__What you are asked to do__: Would you return the entries below word for word?

__Collected data entries__:
PR #268, opened 2019-03-26
Add message to country pages that have restricted protected areas

stacytalbot:


app/helpers/countries_helper.rb
```diff
@@ -7,6 +7,12 @@ def is_japan?
     @country && @country.iso_3 == "JPN"
   end
 
+  def has_restricted_sites?
+    restricted_iso3 = ["RUS", "EST", "CHN", "GBR"]
+    
+    return restricted_iso3.include? @country.iso_3
```
Levia: `return` is not strictly necessary here, the function will automatically return the result of the latest line of code.
 
Moreover, you could include the `@country` bit here and call this only function in the view

app/views/shared/stats/facts/_coverage_stats.html.erb
```diff
@@ -101,10 +101,16 @@
       countries due to difference in methodologies and datasets used to assess
       protected area coverage and differences in the base maps used to measure
       terrestrial and marine area of a country or territory.
+      
       <% if @country && @country.iso_3 == 'JPN' %>
         Download <a href="https://www.cbd.int/doc/world/jp/jp-nr-05-en.pdf" class="link-with-icon">Japan’s fifth national report (pdf).</a>
       <% end %>
     </p>
+    <% if @country && has_restricted_sites? %>
```
Levia: As mentioned above, if you include the `@country &&` bit in the helper function it would be better

app/views/shared/stats/facts/_coverage_stats.html.erb
```diff
@@ -101,10 +101,16 @@
       countries due to difference in methodologies and datasets used to assess
       protected area coverage and differences in the base maps used to measure
       terrestrial and marine area of a country or territory.
+      
       <% if @country && @country.iso_3 == 'JPN' %>
```
Levia: Also noticed here it could be `is_japan?` as it's defined in the helper

app/views/shared/stats/facts/_coverage_stats.html.erb
stacytalbot: done

app/helpers/countries_helper.rb
stacytalbot: done

app/views/shared/stats/facts/_coverage_stats.html.erb
stacytalbot: done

__Output of the exercise__:
PR #268, opened 2019-03-26
Add message to country pages that have restricted protected areas

stacytalbot:


app/helpers/countries_helper.rb
```diff
@@ -7,6 +7,12 @@ def is_japan?
     @country && @country.iso_3 == "JPN"
   end
 
+  def has_restricted_sites?
+    restricted_iso3 = ["RUS", "EST", "CHN", "GBR"]
+    
+    return restricted_iso3.include? @country.iso_3
```
Levia: `return` is not strictly necessary here, the function will automatically return the result of the latest line of code.
 
Moreover, you could include the `@country` bit here and call this only function in the view

app/views/shared/stats/facts/_coverage_stats.html.erb
```diff
@@ -101,10 +101,16 @@
       countries due to difference in methodologies and datasets used to assess
       protected area coverage and differences in the base maps used to measure
       terrestrial and marine area of a country or territory.
+      
       <% if @country && @country.iso_3 == 'JPN' %>
         Download <a href="https://www.cbd.int/doc/world/jp/jp-nr-05-en.pdf" class="link-with-icon">Japan’s fifth national report (pdf).</a>
       <% end %>
     </p>
+    <% if @country && has_restricted_sites? %>
```
Levia: As mentioned above, if you include the `@country &&` bit in the helper function it would be better

app/views/shared/stats/facts/_coverage_stats.html.erb
```diff
@@ -101,10 +101,16 @@
       countries due to difference in methodologies and datasets used to assess
       protected area coverage and differences in the base maps used to measure
       terrestrial and marine area of a country or territory.
+      
       <% if @country && @country.iso_3 == 'JPN' %>
```
Levia: Also noticed here it could be `is_japan?` as it's defined in the helper

app/views/shared/stats/facts/_coverage_stats.html.erb
stacytalbot: done

app/helpers/countries_helper.rb
stacytalbot: done

app/views/shared/stats/facts/_coverage_stats.html.erb
stacytalbot: done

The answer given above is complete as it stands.